BillieWiper · 24/01/2026 20:17

That's the only way they can make a profit on the 'free' hours. The government doesn't give enough to properly cover it. Yours sounds quite high but I think all need to add on some costs. No matter where you go you probably can't avoid it.

If you refuse it they'll just withdraw your kid.

SchoolDilemma17 · 24/01/2026 20:19

StevieNic · 24/01/2026 19:32

Thanks for the advice everyone. We send in nappies, wipes and sun cream, nappy cream etc, they don’t go on any trips of have any classes with instructors. They do messy play and art and sometimes bake as part of the early years curriculum so I expect they will say the fee is for those supplies.

My worry is that if we said we weren’t paying since those things should be provided as part of the ordinary provision they will ask us to leave. We live in a village and there aren’t any other childcare options nearby really.

It’s not for consumables! It’s the gap they have from government funding and they are only allowed to call it consumables.
ask if any of the nurseries in your area are cheaper - I doubt it!

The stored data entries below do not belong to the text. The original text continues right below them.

Issue #1837, opened 2018-07-18
MapLink probably wrongly execute inputs


ngeiswei:
The following
```
scheme@(guile-user)> (define ml (MapLink
  (LambdaLink
    (VariableList
      (VariableNode "$PM-9d63faa") ; [2876229365943642109][3]
      (VariableNode "$PM-70483054") ; [395373704462619396][3]
    ) ; [16529408717632465190][3]
    (TypedVariableLink
      (VariableNode "$PM-9d63faa") ; [2876229365943642109][3]
      (VariableNode "$PM-70483054") ; [395373704462619396][3]
    ) ; [15593697934161382659][3]
  ) ; [10365331990018569528][3]
  (QuoteLink
    (MemberLink
      (DefinedSchemaNode "specialization-rule") ; [8392826406491317314][3]
      (ConceptNode "pm-rbs") ; [6196355960147000852][3]
    ) ; [10981008991023846440][3]
  ) ; [11675264712320902971][3]
) ; [15987864180456164925][3]
)
... ... ... ... ... ... ... ... ... ... ... ... ... ... ... ... ... ... scheme@(guile-user)> (cog-execute! ml)
```
Produces the following error
```
ERROR: In procedure opencog-extension:
Throw to key `C++-EXCEPTION' with args `("cog-execute!" "Cannot find defined hypergraph for atom (DefinedSchemaNode \"specialization-rule\") ; [8392826406491317314][1]
 (/home/nilg/OpenCog/atomspace/opencog/atoms/core/UniqueLink.cc:125)
Function args:
((MapLink
   (LambdaLink
      (VariableList
         (VariableNode \"$PM-9d63faa\")
         (VariableNode \"$PM-70483054\")
      )
      (TypedVariableLink
         (VariableNode \"$PM-9d63faa\")
         (VariableNode \"$PM-70483054\")
      )
   )
   (QuoteLink
      (MemberLink
         (DefinedSchemaNode \"specialization-rule\")
         (ConceptNode \"pm-rbs\")
      )
   )
)
)")'.
```
Which indicates that the input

StevieNic · 24/01/2026 20:25

@SchoolDilemma17 its a private company with lots of nurseries that makes a fortune having looked on companies house, so I’m not buying that they ‘can’t afford’ to stop adding bogus charges

OP posts:
fashionqueen0123 · 24/01/2026 20:40

The problem is funding usually covers stuff wages, pensions and employer NI and not much else.
The nursery will have to cover things like staff training, IT systems, phone costs, electricity gas and water, cleaning products, all toys and materials, indoor and outdoor equipment and maintenance of it all. Then rental/business/waste and council costs etc and then a redundancy fund incase the whole thing goes bust.